The data of mean overall survival for DMH, DMH-P, DMH-C, DMH-C-P, Control and Control-P groups were 250 d [95% confidence interval (CI): 242.5-253.1], 268 d (95%CI: 246.3-271.4), 380 d (95%CI: 337.8-421.9), 480 d (95%CI: 436.9-530.7), 588 d (95%CI: 565.8-609.3) and 590 d (95%CI: 564.3-612.9), respectively, with a significant difference between DMH-C and DMH-C-P groups (P = 0.001). Comparing all groups by Kaplan-Meier estimator, we found a significantly different in the overall survival of DMH and DMH-P groups respect to DMH-C (P = 0.001) and DMH-C-P (P = 0.001) groups; interestingly, there were no meaningful differences between Control, Control-P and DMH-C-P groups (P = 0.012). The tendency of change in body weight gain of the rats at 90 d of finishing DMH administration was similar in Control group compared with DMH-C and DMH-C-P groups; however, and of relevance, DMH-C-P group has experienced a higher body weight gain at the end of animal’s life than DMH-C group (P = 0.001). In DMH-C-P group we found a positive effect of probiotics in clinical manifestations since diarrhea, constipation and blood stool were absenting. Also, the tumor burden was lower in DMH-C-P than DMH-C, DMH-P or DMH groups (1.25 vs 1.81 vs 3.9 vs 4.8 cm2, respectively). DMH-C and DMH-C-P groups showed only mucinous carcinoma type while in other DMH groups the tumor types were variable. However, mucinous carcinoma from DMH-C-P group showed invasion until muscularis propria layer. Interestingly, metastatic lymph node was observed in DMH, DMH-C and DMH-P groups but not in DMH-C-P. All animals in Control group died from natural causes without objective injuries. All animals of DMH and DMH-P groups died from tumor complications (i.e., obstruction or intestinal perforation); however, this cause was seen only in 44.5% of DMH-C and DMH-C-P groups

CONCLUSION

Probiotics administration improves life quality of rats with CRC under capecitabine treatment and also has a positive effect in the overall survival of these animals treated with this drug.

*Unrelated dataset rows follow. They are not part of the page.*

PR #17928, opened 2019-06-13
More strict ts: generated types

chrisnojima:
- [x] before all of the common-adapters were pulled in from the constants/types side due to these icon.constants to get IconType, instead just pull in this type and not everything


shared/constants/types/fs.tsx
```diff
@@ -632,7 +632,7 @@ export const stringToPath = (s: string): Path =>
 export const pathToString = (p: Path): string => (!p ? '' : p)
 export const stringToLocalPath = (s: string): LocalPath => s
 export const localPathToString = (p: LocalPath): string => p
-export const getPathName = (p: Path): string => (!p ? '' : p.split('/').pop())
+export const getPathName = (p: Path): string => (!p ? '' : p.split('/').pop() || '')
```
chrisnojima: @songgao please sanity check

chrisnojima:
@keybase/react-hackers

shared/constants/types/fs.tsx
songgao: This is sane ✅

shared/constants/types/more.tsx
```diff
@@ -1,56 +1,64 @@
...
+  | 'facebook'
+  | 'github'
+  | 'hackernews'
+  | 'http'
+  | 'https'
+  | 'reddit'
+  | 'rooter'
+  | 'twitter'
+  | 'web'
+  | 'rooter'
```
songgao: Any reason why we didn't go with enum here? Not suggesting a change necessarily; just curious

shared/actions/profile/proofs.tsx
```diff
@@ -61,7 +61,7 @@ const recheckProof = (state, action: ProfileGen.RecheckProofPayload) =>
 // only let one of these happen at a time
 let addProofInProgress = false
 function* addProof(state, action: ProfileGen.AddProofPayload) {
-  const service = More.isPlatformsExpandedType(action.payload.platform)
+  const service = More.asPlatformsExpandedType(action.payload.platform)
```
songgao: This can still be the `is` version right?

chrisnojima: no, the type guard wants a boolean. this original function is a cast to the thing or null, so i renamed the old on `as` and made the type guard `is` as i think its more accurate

songgao: Oh right. I missed the `switch (service)` below and thought it was only used in the line immediately below. LGTM

PR #17929, opened 2019-06-13
reply to attachments

mmaxim:
Adds the ability to reply to attachments, and fixes some styling with reply display.

cc @keybase/hotpotatosquad


shared/chat/conversation/messages/text/container.tsx
```diff
@@ -22,14 +22,23 @@ const getReplyProps = (replyTo, onReplyClick) => {
...
+    case 'attachment':
     case 'text':
+      const attachment: Types.MessageAttachment =
+        replyTo.type === 'attachment' && replyTo.attachmentType === 'image' ? replyTo : null
       return replyTo.exploded
         ? deletedProps
         : {
             deleted: false,
             edited: replyTo.hasBeenEdited,
+            imageHeight: attachment ? attachment.previewHeight : undefined,
```
buoyad: :sheep: feels a little redundant to have the switch and also do this. would splitting the cases duplicate too much?

PR #17930, opened 2019-06-13
more ts-strict

chrisnojima:
- [x] pushing forward getting redux in which requires all of typedstate/typedactions to type strict
- [x] constants/chat2 fixes


chrisnojima:
@keybase/react-hackers 
cc: @mmaxim

PR #19080, opened 2019-08-23
New convo tab bar tweaks

nathunsmitty:
- Color labels the same color as the icons and accents
- Add some top margin to labels on mobile
- Make email icon color same as Keybase and Phone number

### DIFF
--- a/shared/team-building/service-tab-bar.native.tsx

Keywords: Colorectal cancer; Capecitabine; Probiotics; Survival; Life quality; Animal experimentation

Core Tip: Today it is still unclear which are the most effective forms of probiotics administration at long-term to reduce the incidence of human colorectal cancer (CRC) or which microorganisms are the most suitable; the amount, time and frequency that should be consumed in the diet. Also, which is their influence on side effect from chemotherapy in CRC? Herein we show, for the first time, that probiotics have a positive impact on the overall survival of rats with CRC under capecitabine treatment. These animals have also a benefit in weight gain, clinical manifestations, developing cancer, number, localization and tumor burden.